I first encountered Bearden’s work when I was in college, back in 2007, I want to say at a museum in Kansas. I remember seeing one of his works in-person, and I saw one in a book when I was taking an art theory class. The teacher that I had for my art theory class was very interested in the works of Black artists. I think at that time, most folks were only talking about particular abstractionists, like Jackson Pollock, but they weren't aware of what Romare Bearden was doing. And, while Pollock is also inspiring, whenever I look at works like Bearden's, it hits a lot closer to home, and I see myself reflected in those works.

I’m definitely thinking about scale in Bearden’s works. Scale always plays a part, especially whenever you're using color, particularly when you put bold formats and colors together—these purples, these reds, these greens, the black and white. In my work, I want to lead with a color story. So when I see the sheer scale of Bearden’s works, looking at them in the space now, it's like they just jump off the canvas and scream, "Come inside!" You know what I mean? They're pulling people in, and the color is the real telling of the story there, in terms of the two foregrounded figures and the figure in the back with the melon. I appreciate the power of a small-scale work, but on a larger scale, I think it becomes more of a portal for people to step into. In my practice, I love to work across different mediums. I love to be able to use paint along with additional elements. So when I look at the cutouts that are used and at the assembly of the collage in Melon Season, I appreciate how there's a natural marriage between both mediums that is set perfectly in these compositions.

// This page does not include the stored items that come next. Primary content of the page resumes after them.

PR #4724, opened 2023-07-12
Autocancel animation basing on toValue property instead of current, t…

### LINKED ISSUE #4721: Animations are automatically cancelled depending on current value from defineAnimation which may be unexpected
### Description

This code automatically cancels animation before onStart, if `current` is same as `_value`
```
 // prevent setting again to the same value
    // and triggering the mappers that treat this value as an input
    // this happens when the animation's target value(stored in animation.current until animation.onStart is called) is set to the same value as a current one(this._value)
    // built in animations that are not higher order(withTiming, withSpring) hold target value in .current
    if (sv._value === animation.current && !animation.isHigherOrder) {
      animation.callback && animation.callback(true);
      return;
    }
```

This may be unexpected for animations that don't have defined target in a similar manner that withSpring and withTiming do.
Imagine an animation of endless spinning wheel, where SharedValue represents current angle. Starting angle may be anything between 0 and 360, animation is cancellable only by `cancelAnimation` API:

```
export function withSpin(
  value: SharedValue<number>,
  config: SpinConfig,
  callback?: AnimationCallback,
): number {
  'worklet';

  return defineAnimation<SpinAnimation>(0, () => {
    'worklet';

    function spin(animation: InnerSpinAnimation, now: number): boolean {
      const {lastTimestamp, current} = animation;

      animation.current = current + (animation.velocity * deltaTime) / 1000;
      // start over from min when max reached
      animation.current = moduloClamp(animation.current, config.min, config.max);

      // never stop until manually cancelled
      return false;
    }

    function onStart(animation: SpinAnimation, value: number, now: Timestamp): void {
      animation.current = value;
    }
    return {
      onFrame: spin,
      onStart,
      callback: (finished, value) => {
        if (callback) {
          runOnJS(callback)(finished, value);
        }
      },
      // THIS IS PROBLEMATIC, REQUIRES HACKY SOLUTION
      current: value.value + 1,
      lastTimestamp: 0,
    } as SpinAnimation;
  });
}
```

I must use hacky `current: value.value + 1` to make it different than current value. In some animations, there is simply no defined target. withSpin is only simplified example of few animations of mine that encounter this.

I suggest we use `animation.toValue` instead of `animation.current`, for which I will prepare PR soon.

### Steps to reproduce

Use my animation above, change `current: value.value` to anything else, e.g. `0` or `value.value`.

https://snack.expo.dev/@drrefactor/reanimated-define-animation-repro

Press "unbreak" button to make animation work, press "break" to reproduce bug again. Reproduces on iOS and android, does not reproduce on web.

### Reanimated version

master

### React Native version

0.69

### Platforms

Android, iOS

### JavaScript runtime

None

### Workflow

None

### Architecture

None

### Build type

None

### Device

None

### Device model

_No response_

### Acknowledgements

Yes

DrRefactor:
…o prevent unexpected cancels of custom animations (#4721)

## Summary

Fixes #4721 

Please see detailed description and snack in issue #4721 

## Test plan

Snack in #4721

### DIFF
--- a/src/reanimated2/valueSetter.ts
+++ b/src/reanimated2/valueSetter.ts
@@ -21,9 +21,8 @@ export function valueSetter(sv: any, value: any): void {
         : (value as AnimationObject);
     // prevent setting again to the same value
     // and triggering the mappers that treat this value as an input
-    // this happens when the animation's target value(stored in animation.current until animation.onStart is called) is set to the same value as a current one(this._value)
-    // built in animations that are not higher order(withTiming, withSpring) hold target value in .current
-    if (sv._value === animation.current && !animation.isHigherOrder) {
+    // this happens when the animation's target (animation.toValue) is set to the same value as a current one(this._value)
+    if (sv._value === animation.toValue && !animation.isHigherOrder) {
       animation.callback && animation.callback(true);
       return;
     }


omeid:
This will only prevent the callback, the underlying animation is still cancelled. See the [`cancelAnimation`](https://github.com/software-mansion/react-native-reanimated/blob/3.5.4/src/reanimated2/animation/util.ts#L494-L498) implementation.

Latropos:
Closing since we can't change this behaviour to avoid breaking apps of users of our library.

DrRefactor:
could you provide an example how would that change break animations? it seems to be a bug causing unexpected behavior, when these values "collide"

DrRefactor:
@omeid Did you look at snack provided in linked issue? Animation is not canceled when toValue differs from current value after changes from this PR

Latropos:
@DrRefactor We have deliberately decided to cancel animation in if the values collide. So you don't animate transition if START_POINT and END_POINT collide. This behaviour is important since animations may be accidentally triggered multiple times for various reasons.

Latropos:
@DrRefactor
>could you provide an example how would that change break animations? it seems to be a bug causing unexpected behavior, when these values "collide"

Since we provide function `defineAnimation` everything is possible. Imagine that sb defined the following animation - A view makes a 360 rotation 🔄 and then moves directly ➡️ to some predefined endpoint. Before the suggested change, if you trigger the animation twice nothing happens (since current value is equal to sv._value). After the suggested change, if you trigger the animation twice the animated object may make an extra rotation.

Latropos:
Yes, it is expected to be a better representation.

However when user defines custom `defineAnimation` he can do whatever he or she wants, so he may decide that `animation.current` and `animation.toValue` are not equal at all. And we would break their app.

Although you are right we can't merge it, since we never break the backwards compatibility if it is not necessary (and it is not, you can easily hack the solution).

DrRefactor:
I understand, that's the nature of delivering open source lib to community.
May I propose backward compatible fix that won't change current behavior, but allow non hacky implementations of animations like the one from snack example?

What if we added new property to animation, similar to `isHigherOrder`, that would prevent auto-canceling animations without defined target / toValue?

Latropos:
We haven't got more request for ignoring auto-canceling animations except for yours, so we suppose that this wouldn't be a commonly used feature. We wouldn't be interested in adding features that are used by a small number of people, since each of them has to be maintained and kept up to date.
Also I don't think that the approach you've presented is very "hacky". You only have to make sure that toValue and starting values differ. It doesn't seem to be much more difficult than adding an extra property.

Latropos:
cc @tomekzaw

DrRefactor:
Understood, thanks for discussion and explanation.

I've created PR after spending hours on debugging why my animation does not start, wanting to save community from going the same path.
Please consider documenting defineAnimation and this fact, it's not obvious without taking a thorough look into reanimated source code.

omeid:
> We haven't got more request for ignoring auto-canceling animations except for yours, so we suppose that this wouldn't be a commonly used feature. We wouldn't be interested in adding features that are used by a small number of people, since each of them has to be maintained and kept up to date.

We have used workarounds for this problem as well, so the issue is not that uncommon.

Latropos:
@omeid Would this change solve your case without hacking as well? Could you show us your example?

omeid:
It wouldn't change my use case no, my use case is based changing a value as it transition, based on the value of the transition at current point in time, sometimes, this results in the exact same value as the original, and instead of noop, it results in stopping the animation.

So what we do now is, read the value, compute the next value, cancel the animation, and reset the new value.

PR #4727, opened 2023-07-13
Refactor of isConfigured checks

jfedak:
## Summary

Previously, `core.ts` contained lots of redundant plugin checks. This PR fixes it by deleting `isConfigured` method since the same logic has been already implemented [here](https://github.com/software-mansion/react-native-reanimated/blob/cf3d1ca5d09a41dbf7be23df5316d39b98073a48/src/reanimated2/threads.ts#L144C1-L154C2).

## Test plan

Changes were tested with Example app on iOS, Android and Web.


src/reanimated2/Colors.ts
```diff
@@ -120,162 +120,160 @@ function parsePercentage(str: string): number {
...
-      tomato: 0xff6347ff,
-      turquoise: 0x40e0d0ff,
-      violet: 0xee82eeff,
-      wheat: 0xf5deb3ff,
-      white: 0xffffffff,
-      whitesmoke: 0xf5f5f5ff,
-      yellow: 0xffff00ff,
-      yellowgreen: 0x9acd32ff,
-    });
+const names: any = makeShareable({
```
tomekzaw, line 123: Does it work if we remove `any` here?
```suggestion
const names = makeShareable({
```

tomekzaw (approved):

Museum gallery with four artworks and white walls

Installation view of Romare Bearden: Abstraction, Frye Art Museum, Seattle, June 25–September 18, 2022. Photo: Jueqian Fang


You can see a lot of real understanding of art history in Bearden’s works as well. In Melon Season, you have the Cubist elements that Black folks played a part in, as well as the hard breaks away from color. The monochromatic on top of the hard cut edges—it's just such an amazing work. To look at what it took to scale many of these works up, it's just incredible, because the way the color sets next to the cutouts, the figures, the use of all these different mediums coming together within one format. And at that time, doing something that folks knew so little about is a really, really, really big achievement.

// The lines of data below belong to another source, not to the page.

Issue #4690, opened 2023-07-09
[android][release] makeShareableCloneRecursive Call Stack Size Exceeded


thespacemanatee:
### Description

I'll start by saying that I've spent many days on this and already looked at #4140, #4177, #4367 and #4475, and this is a separate issue. I also created an issue at expo/expo#23297 but I don't think it's expo's fault because I could not reproduce this on their bare template. It's worth noting that this does not occur on `react-native@0.71` or `expo@48`.

The bug, for me, only occurs on the Android `release` build or the `debug` build with the `JS Dev Mode` disabled.

![photo_2023-07-09_19-04-45](https://github.com/software-mansion/react-native-reanimated/assets/6837599/114b39bc-91ec-41d5-8cfe-6ed53bf56760)

This gave me the idea to search for all `__DEV__` flags within the installed version in my `node_modules` and flip all of them so that I can see the error in dev mode and get a nicer stacktrace. Here's what I got:

![photo_2023-07-09_19-07-21](https://github.com/software-mansion/react-native-reanimated/assets/6837599/d337f2ce-8d53-4c65-bba7-8f737ea8dcb6)

This narrows down the problem quite well, and I found that the following patch solves my issue:

```patch
diff --git a/node_modules/react-native-reanimated/src/reanimated2/shareables.ts b/node_modules/react-native-reanimated/src/reanimated2/shareables.ts
index 4f358f4..8be3e2b 100644
--- a/node_modules/react-native-reanimated/src/reanimated2/shareables.ts
+++ b/node_modules/react-native-reanimated/src/reanimated2/shareables.ts
@@ -1,6 +1,6 @@
 import NativeReanimatedModule from './NativeReanimated';
-import { ShareableRef } from './commonTypes';
 import { shouldBeUseWeb } from './PlatformChecker';
+import { ShareableRef } from './commonTypes';
 import { registerWorkletStackDetails } from './errors';
 import { jsVersion } from './platform-specific/jsVersion';
 
@@ -146,8 +146,9 @@ export function makeShareableCloneRecursive<T>(
               value.__workletHash,
               value.__stackDetails
             );
-            delete value.__stackDetails;
           }
+          // TODO: This is the fixes Maximum call stack size exceeded error
+          delete value.__stackDetails;
           // to save on transferring static __initData field of worklet structure
           // we request shareable value to persist its UI counterpart. This means
           // that the __initData field that contains long strings represeting the
```

[...]

PR #4732, opened 2023-07-13
Detected debug version of the worklet in release bundle

piaskowyk:
## Summary

Fixes: https://github.com/software-mansion/react-native-reanimated/issues/4690

It may happen when one of the user dependencies provided transpiled code with debug version of the Reanimated plugin. In effect, we have a debug version of the work in your release bundle. This might lead to unexpected issues or errors. 😢

I created issue with description how to fix this issue: https://github.com/software-mansion/react-native-reanimated/issues/4737

### DIFF
--- a/src/reanimated2/shareables.ts
+++ b/src/reanimated2/shareables.ts
@@ -150,10 +150,11 @@ export function makeShareableCloneRecursive<T>(
             );
             delete value.__stackDetails;
           } else if (value.__stackDetails) {
+            // Detected debug version of the worklet in your release bundle. This
+            // might lead to unexpected issues or errors. Probably one of user
+            // dependencies provided transpile code with debug version of the
+            // Reanimated plugin.
             delete value.__stackDetails;
-            console.warn(
-              `[Reanimated] Detected debug version of worklet in your release bundle. This might lead to unexpected issues or errors. Probably one of you dependencies provided transpiled code with debug version of Reanimated plugin.`
-            );
           }
           // to save on transferring static __initData field of worklet structure
           // we request shareable value to persist its UI counterpart. This means
--- a/src/reanimated2/shareables.ts
+++ b/src/reanimated2/shareables.ts
@@ -150,9 +150,9 @@ export function makeShareableCloneRecursive<T>(
             );
             delete value.__stackDetails;
           } else if (value.__stackDetails) {
-            // Detected debug version of the worklet in your release bundle. This
+            // Detected debug version of the worklet in release bundle. This
             // might lead to unexpected issues or errors. Probably one of user
-            // dependencies provided transpile code with debug version of the
+            // dependencies provided transpiled code with debug version of the
             // Reanimated plugin.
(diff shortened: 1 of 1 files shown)


src/reanimated2/shareables.ts
```diff
@@ -149,6 +149,12 @@ export function makeShareableCloneRecursive<T>(
               value.__stackDetails
             );
             delete value.__stackDetails;
+          } else if (value.__stackDetails) {
```
tomekzaw, line 152: I think we decided to use `__version` to determine that we have a dev bundle indeed but after some consideration `__stackDetails` indeed seems to be a better choice 👍

src/reanimated2/shareables.ts
```diff
@@ -149,6 +149,12 @@ export function makeShareableCloneRecursive<T>(
...
+            // Detected debug version of the worklet in release bundle. This
+            // might lead to unexpected issues or errors. Probably one of user
+            // dependencies provided transpiled code with debug version of the
+            // Reanimated plugin.
+            delete value.__stackDetails;
```
tomekzaw, line 157: Let's throw an error here to indicate that this configuration is not supported.
```suggestion
            throw new Error('[Reanimated] Using dev bundle in a release app build is not supported');
```

gstcarv: My app is crashing in production too due this issue https://github.com/software-mansion/react-native-reanimated/issues/4690. Is this error throw really necessary? Guess it can crash app again.

tomekzaw: We cannot guarantee that the app will work fine in release mode when using dev bundle so I guess it's better to fail immediately.

gstcarv: But there is any cases of release mode using dev bundle? How could I reproduce this scenario?

tomekzaw: It seems like https://github.com/software-mansion/react-native-reanimated/issues/4690#issuecomment-1634337256 and https://github.com/software-mansion/react-native-reanimated/issues/4690#issuecomment-1634344638 should answer your question.

src/reanimated2/shareables.ts
```diff
@@ -149,6 +149,14 @@ export function makeShareableCloneRecursive<T>(
               value.__stackDetails
             );
             delete value.__stackDetails;
+          } else if (value.__stackDetails) {
+            // Detected debug version of the worklet in release bundle. This
+            // might lead to unexpected issues or errors. Probably one of user
+            // dependencies provided transpiled code with debug version of the
+            // Reanimated plugin.
+            throw new Error(
+              '[Reanimated] Using dev bundle in a release app build is not supported.'
```
tomekzaw, line 158: We might want to give more information on how to troubleshoot this problem, i.e. clear cache or something.

piaskowyk: Sure thing 👍

tomekzaw (approved):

It's interesting to think about my eyes sitting in school, looking at this piece when I first encountered it, and then returning to it over time. But considering myself as an artist now, looking at how my works come together, it's played so much of a role. I think that whenever you don't know much about art, your first instinct is to react on how you feel about it. That's the power of art. It's one of those things that emotionally can grab you. But then, when you understand the technical aspects of what it takes to make art, you really come to appreciate it so much more.

I think it's important that institutions like the Frye continue doing this work—highlighting a lot of artists that folks may not know much about. Romare Bearden laid the early groundwork for abstraction along with a few other artists. And I think it's very important that folks come to understand these marginalized, disenfranchised voices that weren't fully recognized while they were living, such as Bearden and the other artists who were part of Spiral. It's such a key time to understand the advancements of BIPOC artists throughout history.”